[MATERIAL SUPPLIED — start]

PR #108, opened 2023-08-17
Modify stamp semantics in client / service

Hackerman342:


ethanrublee (commented):
I wonder if this should throw an exception rather than return None?

Suggest adding a unit test for coverage

py/farm_ng/core/stamp.py
```diff
@@ -54,3 +58,17 @@ def timestamp_from_monotonic(semantics: str, stamp: float) -> Timestamp:
         clock_name=get_host_name() + "/monotonic",
         semantics=semantics,
     )
+
+
+def get_stamp_by_semantics(event, semantics: str) -> float | None:
```
edgarriba, line 63: typing

edgarriba (approved):

edgarriba:
> I wonder if this should throw an exception rather than return None?
> 
> Suggest adding a unit test for coverage

+1 for tests; more a fan of letting the consumer of this function to decide whether to raise the exception

ethanrublee (approved):

PR #112, opened 2023-08-19
Bad subscription logic.

ethanrublee:


edgarriba (commented):
@ethanrublee If that’s breaking something we should add a test. I made that change based on https://beta.ruff.rs/docs/rules/superfluous-else-return/

ethanrublee:
This is a yield statement, so we need to continue the loop, so the
execution falls through and both are called.

PR #121, opened 2023-08-21
fix: proto style, attempt to correct velocity representation

strasdat:


ethanrublee:
Thank you for the post-merge review @strasdat - give me a few days to merge this in, as need to add some tests to pose_tree.py to update to this new convention, but I like the style and reference frame consistency.

ethanrublee (approved):
Added tests.

PR #124, opened 2023-08-22
add `EventServiceHealthMetrics`

edgarriba:


py/farm_ng/core/event_service_metrics.py
```diff
@@ -0,0 +1,18 @@
...
+
+    def __call__(cls, *args, **kwargs):
+        if cls not in cls._instances:
+            cls._instances[cls] = super().__call__(*args, **kwargs)
+        return cls._instances[cls]
+
+
+class EventServiceHealthMetrics(metaclass=Singleton):
+    def __init__(self) -> None:
+        self.service_counts: dict[str, int] = {}
```
ethanrublee, line 17: Question should this just hold an instance of the protobuf we intend to publish?

py/farm_ng/core/event_service.py
```diff
@@ -178,7 +187,25 @@ async def serve(self) -> None:
...
+    async def publish_health_metrics(self) -> None:
+        """Publishes the health metrics of the service."""
+        while True:
+            # decide later a better message type
+            health_metrics = {}
+            for uri_path, counts in self._metrics.service_counts.items():
+                health_metrics[uri_path] = counts
+
+            await self.publish(
+                path=f"{self.config.name}/health",
```
ethanrublee, line 205: We don't pre-pend the config.name when sending.  should just be path="/health"

py/farm_ng/core/event_service.py
```diff
@@ -420,6 +447,7 @@ async def _send_raw(
         # so that the client can know that the message was not sent by checking
         # the count of the URI.
         self._counts[uri.path] = count + 1
+        self._metrics.service_counts[uri.path] = count + 1
```
ethanrublee, line 450: Here i imagine the metric "key" to be f"{uri.path}/send_count", or similar.  Likely metrics are simple key value pairs, with a set of relatively constrained value types.

Good inspiration can be found from Prometheus: https://prometheus.io/docs/concepts/metric_types/

Imagine as a developer I want to create an eventservice metrics to prometheus bridge, to dashboard the health of the system.

py/farm_ng/core/event_service_metrics.py
edgarriba: done using `struct_pb2.Struct`

py/farm_ng/core/event_service.py
```diff
@@ -431,13 +433,29 @@ async def _send_raw(
...
+            self._metrics.data[uri_path_send_clients] = 0
+
+        self._metrics.data[uri_path_send_clients] += num_clients
+
+        # update the metrics with the timestamp of the last message
+        # to compute the rate of the messages.
+        if uri.path not in self._metrics.data_tmp:
+            self._metrics.data_tmp[uri.path] = []
+
+        self._metrics.data_tmp[uri.path].append(timestamps[-1].stamp)
```
Hackerman342, line 454: Suggest to use [`get_stamp_by_semantics_and_clock_type`](https://github.com/farm-ng/farm-ng-core/blob/main/py/farm_ng/core/stamp.py#L68) rather than indexing by order in a lsit

py/farm_ng/core/event_client.py
```diff
@@ -251,8 +255,12 @@ async def request_reply(
...
 
         # get the current count and increment it
-        count: int = self._counts.get(path, 0)
-        self._counts[path] = count + 1
+        path_received = f"{path}/receive_count"
+        if path_received not in self._metrics.data:
+            self._metrics.data[path_received] = 0
+
+        count: int = int(self._metrics.data[path_received])
+        self._metrics.data[path_received] = count + 1
```
Hackerman342, line 263: Suggest to look at the latency between `SERVICE_SEND` & `CLIENT_RECEIVE` stamps (in host monotonic clock) here and especially in the subscribe method. This has proven to be a very important metric and will be a quick indicator of issues in our pipeline.

This will not be meaningful if service and client are on a different host (e.g. using a dev station as client) so a first version could only report IFF the service and client are on the same host. And we could add a host/client monotonic clock synchronization to the API in the future.

py/farm_ng/core/event_service.py
edgarriba: done

py/farm_ng/core/event_service_metrics.py
```diff
@@ -0,0 +1,82 @@
...
+
+    # private methods
+
+    def _compute_avg_latency(self, stamps: deque[float]) -> float:
+        if len(stamps) < self.MIN_NUM_ELEMENTS:
+            return 0.0
+
+        latencies: list[float] = [
+            stamps[i] - stamps[i - 1] for i in range(1, len(stamps))
+        ]
```
Hackerman342, line 73: This isn't really latency. This is just the dt between packets / the inverse of the rate. Latency would be the time between service send and client receive.

Hackerman342: Suggest to rename until it is actually latency

edgarriba: Got it

py/farm_ng/core/event_client.py
```diff
@@ -91,7 +93,7 @@ def __init__(self, config: EventServiceConfig) -> None:
         self._logger: logging.Logger = logging.getLogger(f"{self.config.name}/client")
 
         # the number of messages sent
-        self._counts: dict[str, int] = {}
+        self._metrics = EventServiceHealthMetrics()
```
ethanrublee, line 96: Shouldn't this use the singleton for metrics?  This will allow any EventService that has EventClients to publish metrics only measurable by clients.

ethanrublee: Or is this a singleton due to the base class?

edgarriba: it's a singleton

py/farm_ng/core/event_client.py
ethanrublee: This is really request /reply metrics in this location.  Above in subscirbe we can compute the latency between SERVICE_SEND and CLIENT_RECEIVE (as they are in the timestamps field) and this is the metric we are quite interested in, in addition to count and frequency.

ethanrublee (approved):

PR #125, opened 2023-08-24
Rename vel vecs in Pose proto

Hackerman342:


protos/farm_ng/core/pose.proto
```diff
@@ -26,12 +26,11 @@ message Pose {
...
+  Vec3F64 linvel_of_b_in_a = 4;
 
-  // linear velocity of body a (with respect to body b) in frame b.
-  Vec3F64 linvel_of_a_in_b = 4;
-
-  // angular velocity of body a (with respect to body b) in frame a.
-  Vec3F64 angvel_of_a_in_a = 5;
+  // angular velocity of body b (with respect to body b) that exists in frame a.
+  Vec3F64 angvel_of_b_in_a = 5;
 }
```
Hackerman342, line 35: We will remove velocity from pose and create another message:
```
message Velocity {
str body_frame = 1; // the name of the frame of the body
vec3 linvel =2; // egocentric linear velocity x,y,z
vec3 angvel = 3; // egocentric angular velocities x,y,z
}
```

Hackerman342: No actually we still need parent frame here...

protos/farm_ng/core/pose.proto
```diff
@@ -26,12 +26,11 @@ message Pose {
   string frame_a = 2;
   string frame_b = 3;
 
+  // linear velocity of body b (with respect to body b) that exists in frame a.
```
Hackerman342, line 29: From convo w/ @strasdat 
Change comment to something more like:
// Linear velocity of frame b with respect to frame a
// Egocentric velocity of body b with regard to frame a.
// e.g., if b is 'robot' and 'a' is world,this is the linear velocity of the robot (x is moving forward, y left, z up)
// If 'b' is a tool and 'a' is the robot, the robot velocity is not included. Only the actuation of the tool relative to robot's body, but in the tool's axes.

Maybe change name to `linvelv_of_b_in_b`. There are really 3 reference frames, so the name is hard to nail down here

Hackerman342:
@strasdat please take a look at the updated comments after our discussion. I am going to merge once this passes CI to unblock downstream usage of these changed proto names. We can further clarify / iterate on the comments as needed.

PR #39, opened 2020-03-09
Changed localhost to correct host

rrikooo:


Kaltsoon:
Thanks, we will fix this!

PR #163, opened 2020-03-19
Fix link to intersection type documentation in part 9d

TamarixGallica:
Original link leads to 404. Intended documentation seems to be available at https://www.typescriptlang.org/docs/handbook/advanced-types.html#intersection-types.


TamarixGallica:
However, on further reading it seems PropsWithChildren is a union instead of an intersection.

mluukkai:
Thanks. TypeScript team has tested their new documentation pages during weekend and some links have had changes...

PR #170, opened 2020-03-21
Update part6a.md

Prashanga:
In Dan Abramov's Medium article about presentational and container components which is linked in this part in the 'More Components' section, he has an updated edit about not splitting components such way. "This text is left intact for historical reasons but don’t take it too seriously" is on the update.


Prashanga:
Dan's article: https://medium.com/@dan_abramov/smart-and-dumb-components-7ca2f9a7c7d0

PR #189, opened 2020-03-26
[Incorrect- please delete] Correcting the install bcrypt command

slowdata:
Starting exercise 4.15: bloglist expansion, step4
it stats advising to save encrypted password and as that fact adds the command to install the bcryptjs package. The command uses uninstall as for uninstalling the package.
It should be installing or i.


mluukkai:
this is right, it advices first to _uninstall_ bcrypt and then to install the js-version

PR #192, opened 2020-03-28
build: update deps

thetric:
Updates the dependencies to the latest version. This enables Node 12 compatibility and fixes build errors under Node 10:

```
  Error: Input file is missing or of an unsupported image format

error Failed to process image /home/thetric/github/fullstack-site/src/content/images/5/39ea.png
```


src/components/Element/Element.js
```diff
@@ -19,7 +19,7 @@ const Element = ({
   noWrap,
   centeredInDesktop,
   relative,
-  ...props,
+  ...props
```
thetric: I removed the semicolon to fix the following build error:

> 
>  ERROR #98123  WEBPACK
> 
> Generating development JavaScript bundle failed
> 
> /home/thetric/github/fullstackopen/src/components/Element/Element.js: Rest element must be last element (22:10)
> 
>   20 |   centeredInDesktop,
>   21 |   relative,
> > 22 |   ...props,
>      |           ^
>   23 | }) => {
>   24 |   const classes = [];
>   25 | 
> 
> File: src/components/Element/Element.js:22:10

mluukkai:
the current works with node 10.18, will not merge this because of too much risk

PR #193, opened 2020-03-28
correct syntax highlighting

thetric:


mluukkai:
formatting with ts does not work, looks like this

image

thetric:
This PR requires the updated dependencies from #192 to work (left: this PR, right: current):

image

PR #209, opened 2020-04-01
Multiple default export

hugosjoberg:
**WARNING** I am completely new to javascript so this might be a incorrect commit. However, I was not able to import the functions when exporting as suggested in the course material but it worked then applying the changed I have propsed in this commit.


mluukkai:
The code is correct, please check that you are importing it as follows

https://github.com/fullstack-hy2020/part2-notes/blob/part2-6/src/App.js#L4

PR #231, opened 2020-04-05
Change "npx" to "npm"

callvm:


callvm:
Whoops, my mistake. Npx is right

Issue #246, opened 2020-04-09
Mongoose 5.9.7 Breaking Error Handler Middleware (Part 3c onwards)


ScheuNZ:
Mongoose 5.9.7 is breaking the error handler middleware and causing the "invalid id" unit test to fail because the middleware no longer recognises that the `CastError` should yield a 400 HTTP response. 

More specifically when the "invalid id" is sent to the database during the unit test, version 5.9.7 of the Mongoose library is raising an exception where the `kind` property of the error is `undefined` instead of `ObjectId`. This in turn is causing the error handler middleware to fall though and yield a 500 response instead of the 400 the unit test expects.

```
// Error handler middleware from utils\middleware.js
const errorHandler = (error, request, response, next) => {
  // The if statement below is broken in Mongoose 5.9.7 because error.kind is undefined
  if (error.name === 'CastError' && error.kind === 'ObjectId') {
    return response.status(400).send({ error: 'malformatted id' })
  }
```

An example of the exception from Mongoose 5.9.7 is shown below:

```
  console.error utils/logger.js:8
    Cast to ObjectId failed for value "5a3d5da59070081a82a3445" at path "_id" for model "Note"

  console.log utils/middleware.js:18
    error: MongooseError {
      message: 'Cast to ObjectId failed for value "5a3d5da59070081a82a3445" at path "_id" for model "Note"',
      name: 'CastError',
      messageFormat: undefined,
      stringValue: '"5a3d5da59070081a82a3445"',
      kind: undefined,
      value: '5a3d5da59070081a82a3445',
      path: '_id',
      reason: Error: Argument passed in must be a single String of 12 bytes or a string of 24 hex characters
```

I've tested Mongoose 5.9.6 and earlier versions and they do not appear to be affected. I only noticed this because `npm install --save mongoose` currently installs 5.9.7 by default.

The [changelog](https://github.com/Automattic/mongoose/commit/4015625b33affd7e277cf0ff752cedf729fef41b) for the 5.9.7 Mongoose release would indicate cast related functionality has been changed but I have been unable to ascertain whether this `CastError` behaviour change was intentional.

I'm happy to submit a PR for a note in the course somewhere if someone can advise how this problem should be addressed. I imagine more people will be hitting this issue soon if `npm` is installing 5.9.7 Mongoose by default.

boonepeter:
[...]

PR #284, opened 2020-04-14
remove error.kind from error checking

boonepeter:
I have remove the `error.kind` check because it seems that mongoose now returns an error that doesn't have a `kind` defined. 

See this issue: #246, and this other PR I made: #270


mluukkai:
👍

[MATERIAL SUPPLIED — finish]

* TO DO: Give the number of lines in the entries that include the string "wonder", and nothing else.

* COMPLETED EXERCISE: 2